PR #61, opened 2026-05-08
feat(wallets): wallet-browser session support 

mablr:
## Summary
Let a single `BrowserSigner` handle multiple consecutive
transaction/signing requests in one session — no webapp reload between
requests.

- Add `GET /api/session` returning `SessionInfo { alive, connected }`
  so the webapp can detect server liveness and stop polling cleanly.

- - -

Action item: Could you write out only the lines of the listing above from the one that contains "Let a single" through its final line, exactly and inclusive?

Response to this exercise:
Let a single `BrowserSigner` handle multiple consecutive
transaction/signing requests in one session — no webapp reload between
requests.

- Add `GET /api/session` returning `SessionInfo { alive, connected }`
  so the webapp can detect server liveness and stop polling cleanly.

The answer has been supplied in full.